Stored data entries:
########################################
PR #708, opened 2023-10-27
[YUNIKORN-2083] Shim: Handle missing applicationID cleanly in standard mode

craigcondit:
### What is this PR for?
If a Pod with `schedulerName: yunikorn` is encountered with missing applicationID metadata, generate an applicationID using the same algorithm as the admission controller would have. This allows these Pods to be scheduled successfully.

### What type of PR is it?
* [ ] - Bug Fix
* [x] - Improvement
* [ ] - Feature
* [ ] - Documentation
* [ ] - Hot Fix
* [ ] - Refactoring

### Todos
* [ ] - Task

### What is the Jira issue?
https://issues.apache.org/jira/browse/YUNIKORN-2083

Updated unit tests to handle new logic (both plugin / standard mode). Also manually created a Pod with the necessary conditions and verified that it scheduled properly and was assigned the appropriate applicationID by YuniKorn.

### Questions:

### DIFF
--- a/pkg/common/utils/utils.go
+++ b/pkg/common/utils/utils.go
@@ -43,6 +43,16 @@ import (
 
 const userInfoKey = siCommon.DomainYuniKorn + "user.info"
 
+var pluginMode bool
+
+func SetPluginMode(value bool) {
+	pluginMode = value
+}
+
+func IsPluginMode() bool {
+	return pluginMode
+}
+
 func Convert2Pod(obj interface{}) (*v1.Pod, error) {
 	pod, ok := obj.(*v1.Pod)
 	if !ok {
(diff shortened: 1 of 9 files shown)


pkg/conf/schedulerconf.go
```diff
@@ -73,19 +74,24 @@ const (
 	CMKubeQPS   = PrefixKubernetes + "qps"
 	CMKubeBurst = PrefixKubernetes + "burst"
 
+	// admissioncontroller
+	PrefixAMFiltering               = PrefixAdmissionController + "filtering."
+	AMFilteringGenerateUniqueAppIds = PrefixAMFiltering + "generateUniqueAppId"
```
craigcondit, line 79: NOTE: This is needed as the specific algorithm used for generating the appID is controlled by an admission-controller specific property. We use that here as well to maintain backwards compatibility. The value is duplicated form am_conf.go as we would create a circular package reference otherwise.

pkg/common/utils/utils.go
```diff
@@ -43,6 +43,16 @@ import (
 
 const userInfoKey = siCommon.DomainYuniKorn + "user.info"
 
+var pluginMode bool
+
+func SetPluginMode(value bool) {
```
craigcondit, line 48: NOTE: Moved plugin flag here (from context) so that it can be used by utility functions. This effectively makes it global instead of per-context (which is fine since it's always set on startup).

pkg/conf/schedulerconf.go
```diff
@@ -208,6 +216,7 @@ func handleNonReloadableConfig(old *SchedulerConf, new *SchedulerConf) {
 	checkNonReloadableBool(CMSvcDisableGangScheduling, &old.DisableGangScheduling, &new.DisableGangScheduling)
 	checkNonReloadableString(CMSvcPlaceholderImage, &old.PlaceHolderImage, &new.PlaceHolderImage)
 	checkNonReloadableString(CMSvcNodeInstanceTypeNodeLabelKey, &old.InstanceTypeNodeLabelKey, &new.InstanceTypeNodeLabelKey)
+	checkNonReloadableBool(AMFilteringGenerateUniqueAppIds, &old.GenerateUniqueAppIds, &new.GenerateUniqueAppIds)
```
craigcondit, line 219: NOTE: We mark the generateUniqueAppIds property as non-reloadable since changing this value would cause the computed applicationIDs of existing Pods to change. This would completely mess up internal state tracking.

pbacsko (approved):
+1 LGTM

pbacsko (approved):
+1

PR #599, opened 2022-12-13
Fix: Minimum duration in setup voting step of New Proposal flow

RakeshUP:
## Description

There are some UI artifacts that are left as such for now, as there's going to be a redesign in this step.

Task: [APP-1381](https://aragonassociation.atlassian.net/browse/APP-1381)

## Type of change

## Checklist:

### DIFF
--- a/packages/web-app/src/containers/setupVotingForm/index.tsx
+++ b/packages/web-app/src/containers/setupVotingForm/index.tsx
@@ -329,10 +329,10 @@ const SetupVotingForm: React.FC = () => {
                 <Controller
                   name="duration"
                   control={control}
-                  defaultValue={days}
+                  defaultValue={days + 1}
                   rules={{
                     min: {
-                      value: days || 0,
+                      value: days + 1 || 0,
                       message: t('errors.durationTooShort'),
                     },
                     required: t('errors.required.duration'),
@@ -360,7 +360,7 @@ const SetupVotingForm: React.FC = () => {
           ) : (
             <>
               <div className="block space-y-2">
-                {days && days >= 1 && (
+                {days && days >= 1 ? (
                   <div>
                     <Controller
                       name="durationSwitch"
@@ -379,7 +379,7 @@ const SetupVotingForm: React.FC = () => {
                       }}
                     />
                   </div>
-                )}
+                ) : null}
                 <HStack>
                   <Controller
                     name="endDate"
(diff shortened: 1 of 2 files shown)


packages/web-app/src/containers/setupVotingForm/index.tsx
```diff
@@ -357,66 +326,135 @@ const SetupVotingForm: React.FC = () => {
...
+                <AlertInline
+                  label={formState.errors.duration.message}
+                  mode="critical"
+                />
+              )}
+            </>
+          ) : (
+            <>
+              <div className="block space-y-2">
+                {days && days >= 1 && (
```
WissenIstNacht: This displays `0` (literally the character 0 in the UI) when the check doesn't pass. Changing to `days && days >= 1 ? /*component*/ : null` does the trick.

packages/web-app/src/containers/setupVotingForm/index.tsx
```diff
@@ -357,66 +326,135 @@ const SetupVotingForm: React.FC = () => {
                     );
                   }}
                 />
-              </div>
-              <HStack>
                 <Controller
-                  name="endDate"
+                  name="duration"
                   control={control}
+                  defaultValue={days}
```
WissenIstNacht: You'll have to go round up on `default value` and `min` in the input intself. Because if it's not exactly a day you'll be short on the duration. I guess just doing days+1 should do the trick. If people want more granular control they can use the date+time control. But up to you.

WissenIstNacht (changes requested):
Thanks!

sepehr2github (approved):
Thanks Rakash, Once you addressed Vale PRs, It's good to go

packages/web-app/src/containers/setupVotingForm/index.tsx
RakeshUP: Thanks that's a good catch!

packages/web-app/src/containers/setupVotingForm/index.tsx
RakeshUP: Changing to days+1 for now. I guess this step is going to be redesigned pretty soon and Majority Voting plugin is incorporated into the designs. We can come back at that time to make this component more robust

WissenIstNacht (approved):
########################################
Please copy every line of the data that carries the string "time".

WissenIstNacht: You'll have to go round up on `default value` and `min` in the input intself. Because if it's not exactly a day you'll be short on the duration. I guess just doing days+1 should do the trick. If people want more granular control they can use the date+time control. But up to you.
RakeshUP: Changing to days+1 for now. I guess this step is going to be redesigned pretty soon and Majority Voting plugin is incorporated into the designs. We can come back at that time to make this component more robust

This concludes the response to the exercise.